> **WORK ORDER**:
Using the listing below, copy exactly the lines from the one containing "PR #4396, opened 2021-02-03" to the one containing "For example, in", both lines included, and no others.

> **RECORDS SHOWN**:
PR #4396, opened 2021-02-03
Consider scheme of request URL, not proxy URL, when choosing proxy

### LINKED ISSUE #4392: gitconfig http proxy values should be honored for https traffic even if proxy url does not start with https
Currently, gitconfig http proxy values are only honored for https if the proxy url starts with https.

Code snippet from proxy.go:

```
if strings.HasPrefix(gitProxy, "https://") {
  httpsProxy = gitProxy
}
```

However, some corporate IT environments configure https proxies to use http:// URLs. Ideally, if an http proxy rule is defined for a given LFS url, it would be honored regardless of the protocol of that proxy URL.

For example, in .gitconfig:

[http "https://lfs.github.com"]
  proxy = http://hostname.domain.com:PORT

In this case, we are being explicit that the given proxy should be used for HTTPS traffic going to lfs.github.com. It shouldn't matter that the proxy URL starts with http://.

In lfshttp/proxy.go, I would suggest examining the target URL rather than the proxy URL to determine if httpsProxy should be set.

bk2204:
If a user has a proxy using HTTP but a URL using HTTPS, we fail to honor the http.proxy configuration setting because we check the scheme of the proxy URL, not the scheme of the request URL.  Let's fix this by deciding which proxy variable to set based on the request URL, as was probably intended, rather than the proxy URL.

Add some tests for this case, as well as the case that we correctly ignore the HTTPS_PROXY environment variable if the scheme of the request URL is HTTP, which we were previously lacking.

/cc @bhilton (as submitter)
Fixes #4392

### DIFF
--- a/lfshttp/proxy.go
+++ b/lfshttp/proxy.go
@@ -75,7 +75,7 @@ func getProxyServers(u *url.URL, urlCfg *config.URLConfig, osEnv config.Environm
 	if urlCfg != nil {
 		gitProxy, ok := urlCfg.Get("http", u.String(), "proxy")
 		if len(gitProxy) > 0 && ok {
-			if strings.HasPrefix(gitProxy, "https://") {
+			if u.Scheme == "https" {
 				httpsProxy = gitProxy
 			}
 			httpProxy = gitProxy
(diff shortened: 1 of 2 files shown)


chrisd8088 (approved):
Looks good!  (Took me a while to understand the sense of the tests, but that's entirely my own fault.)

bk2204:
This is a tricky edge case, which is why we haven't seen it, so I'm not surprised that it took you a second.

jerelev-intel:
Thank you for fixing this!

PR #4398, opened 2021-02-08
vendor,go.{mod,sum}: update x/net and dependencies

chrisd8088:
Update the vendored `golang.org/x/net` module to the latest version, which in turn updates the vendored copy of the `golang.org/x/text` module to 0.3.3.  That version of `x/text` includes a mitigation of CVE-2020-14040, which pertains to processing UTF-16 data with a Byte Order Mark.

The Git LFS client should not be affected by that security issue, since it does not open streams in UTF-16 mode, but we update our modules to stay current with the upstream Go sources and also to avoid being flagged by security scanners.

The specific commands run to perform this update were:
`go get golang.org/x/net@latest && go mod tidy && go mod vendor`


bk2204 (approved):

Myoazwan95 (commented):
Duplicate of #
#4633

==

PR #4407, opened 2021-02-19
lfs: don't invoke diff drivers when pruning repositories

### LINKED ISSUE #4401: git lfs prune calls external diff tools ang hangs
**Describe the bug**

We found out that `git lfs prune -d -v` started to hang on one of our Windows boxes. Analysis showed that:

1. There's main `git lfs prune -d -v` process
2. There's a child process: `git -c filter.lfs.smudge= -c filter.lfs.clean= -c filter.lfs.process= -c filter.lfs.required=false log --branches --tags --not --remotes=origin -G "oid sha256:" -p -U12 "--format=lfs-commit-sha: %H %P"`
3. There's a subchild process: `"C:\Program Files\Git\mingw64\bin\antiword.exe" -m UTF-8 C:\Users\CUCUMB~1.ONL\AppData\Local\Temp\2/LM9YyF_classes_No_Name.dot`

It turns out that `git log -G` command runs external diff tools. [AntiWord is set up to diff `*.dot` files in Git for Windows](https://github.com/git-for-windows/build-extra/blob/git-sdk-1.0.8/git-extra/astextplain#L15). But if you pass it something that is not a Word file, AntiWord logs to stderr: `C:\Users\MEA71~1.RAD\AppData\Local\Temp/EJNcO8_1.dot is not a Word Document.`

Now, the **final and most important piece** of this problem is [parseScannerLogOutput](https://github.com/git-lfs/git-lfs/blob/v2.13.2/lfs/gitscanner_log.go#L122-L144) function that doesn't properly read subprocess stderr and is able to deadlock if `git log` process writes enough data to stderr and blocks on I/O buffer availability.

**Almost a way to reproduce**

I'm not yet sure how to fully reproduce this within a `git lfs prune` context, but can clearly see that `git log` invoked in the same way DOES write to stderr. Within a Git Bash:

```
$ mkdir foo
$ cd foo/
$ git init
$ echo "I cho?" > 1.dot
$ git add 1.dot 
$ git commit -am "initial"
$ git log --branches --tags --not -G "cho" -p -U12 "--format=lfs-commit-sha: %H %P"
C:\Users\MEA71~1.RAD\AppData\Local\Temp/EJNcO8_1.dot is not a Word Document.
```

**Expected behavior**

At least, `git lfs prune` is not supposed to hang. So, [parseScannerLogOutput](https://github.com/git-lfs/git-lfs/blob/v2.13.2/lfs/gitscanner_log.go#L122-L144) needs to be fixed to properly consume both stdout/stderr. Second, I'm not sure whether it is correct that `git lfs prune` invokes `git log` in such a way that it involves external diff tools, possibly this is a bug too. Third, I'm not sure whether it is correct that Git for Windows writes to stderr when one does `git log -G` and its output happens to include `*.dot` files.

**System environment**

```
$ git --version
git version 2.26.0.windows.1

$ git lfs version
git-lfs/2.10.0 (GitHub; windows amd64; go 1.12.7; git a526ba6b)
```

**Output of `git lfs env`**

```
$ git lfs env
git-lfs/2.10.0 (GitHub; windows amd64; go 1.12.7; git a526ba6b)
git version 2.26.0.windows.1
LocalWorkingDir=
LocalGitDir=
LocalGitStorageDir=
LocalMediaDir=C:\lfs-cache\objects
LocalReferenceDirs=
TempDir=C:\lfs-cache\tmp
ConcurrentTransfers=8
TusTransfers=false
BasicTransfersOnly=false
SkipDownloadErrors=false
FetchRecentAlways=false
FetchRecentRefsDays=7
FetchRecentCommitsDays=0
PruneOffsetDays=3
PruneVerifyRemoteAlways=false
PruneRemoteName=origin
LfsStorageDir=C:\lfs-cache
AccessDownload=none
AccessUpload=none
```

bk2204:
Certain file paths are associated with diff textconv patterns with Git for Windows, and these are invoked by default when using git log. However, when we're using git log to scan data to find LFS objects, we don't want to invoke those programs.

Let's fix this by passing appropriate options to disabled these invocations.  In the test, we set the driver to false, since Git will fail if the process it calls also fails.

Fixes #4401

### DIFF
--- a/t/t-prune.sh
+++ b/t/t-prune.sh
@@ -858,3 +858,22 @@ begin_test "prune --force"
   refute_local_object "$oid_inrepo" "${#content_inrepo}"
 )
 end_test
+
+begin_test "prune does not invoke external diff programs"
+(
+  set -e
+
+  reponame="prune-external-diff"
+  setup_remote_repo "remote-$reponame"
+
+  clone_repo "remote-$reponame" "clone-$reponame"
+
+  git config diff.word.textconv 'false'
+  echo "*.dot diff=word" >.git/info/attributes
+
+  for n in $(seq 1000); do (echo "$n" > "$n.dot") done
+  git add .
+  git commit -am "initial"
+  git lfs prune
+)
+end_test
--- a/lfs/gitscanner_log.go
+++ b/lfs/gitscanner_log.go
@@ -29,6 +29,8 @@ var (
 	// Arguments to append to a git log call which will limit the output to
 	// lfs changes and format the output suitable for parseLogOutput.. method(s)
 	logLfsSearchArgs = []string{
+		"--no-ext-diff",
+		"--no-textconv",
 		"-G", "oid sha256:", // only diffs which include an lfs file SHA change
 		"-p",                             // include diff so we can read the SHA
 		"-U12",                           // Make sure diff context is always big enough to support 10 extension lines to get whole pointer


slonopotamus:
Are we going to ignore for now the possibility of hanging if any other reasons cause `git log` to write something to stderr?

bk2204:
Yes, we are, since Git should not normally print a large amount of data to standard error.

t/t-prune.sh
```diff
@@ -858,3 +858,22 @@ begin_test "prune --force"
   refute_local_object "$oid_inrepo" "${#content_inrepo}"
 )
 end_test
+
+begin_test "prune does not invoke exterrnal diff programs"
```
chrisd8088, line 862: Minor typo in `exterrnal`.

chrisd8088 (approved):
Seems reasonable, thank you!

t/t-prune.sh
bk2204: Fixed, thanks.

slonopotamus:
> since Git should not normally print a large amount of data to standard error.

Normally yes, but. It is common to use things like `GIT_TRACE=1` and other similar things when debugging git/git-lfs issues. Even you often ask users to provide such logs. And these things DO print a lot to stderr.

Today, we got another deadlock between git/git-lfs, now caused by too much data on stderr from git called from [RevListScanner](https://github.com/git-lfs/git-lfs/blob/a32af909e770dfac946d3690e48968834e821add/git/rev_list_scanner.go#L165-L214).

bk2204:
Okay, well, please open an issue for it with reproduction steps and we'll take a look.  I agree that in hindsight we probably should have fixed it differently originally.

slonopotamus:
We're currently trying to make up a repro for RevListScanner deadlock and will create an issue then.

---

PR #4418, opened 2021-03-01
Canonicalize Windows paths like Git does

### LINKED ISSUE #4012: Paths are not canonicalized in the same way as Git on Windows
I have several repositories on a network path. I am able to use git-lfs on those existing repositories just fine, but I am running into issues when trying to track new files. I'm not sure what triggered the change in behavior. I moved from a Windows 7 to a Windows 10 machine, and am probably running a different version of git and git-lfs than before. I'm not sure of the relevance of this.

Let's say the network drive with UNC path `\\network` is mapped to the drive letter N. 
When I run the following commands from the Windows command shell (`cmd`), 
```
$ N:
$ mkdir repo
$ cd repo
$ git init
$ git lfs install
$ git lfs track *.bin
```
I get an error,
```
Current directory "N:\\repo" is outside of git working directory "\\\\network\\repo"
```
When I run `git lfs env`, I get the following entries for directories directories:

> **REPLY**:
PR #4396, opened 2021-02-03
Consider scheme of request URL, not proxy URL, when choosing proxy

### LINKED ISSUE #4392: gitconfig http proxy values should be honored for https traffic even if proxy url does not start with https
Currently, gitconfig http proxy values are only honored for https if the proxy url starts with https.

Code snippet from proxy.go:

```
if strings.HasPrefix(gitProxy, "https://") {
  httpsProxy = gitProxy
}
```

However, some corporate IT environments configure https proxies to use http:// URLs. Ideally, if an http proxy rule is defined for a given LFS url, it would be honored regardless of the protocol of that proxy URL.

For example, in .gitconfig:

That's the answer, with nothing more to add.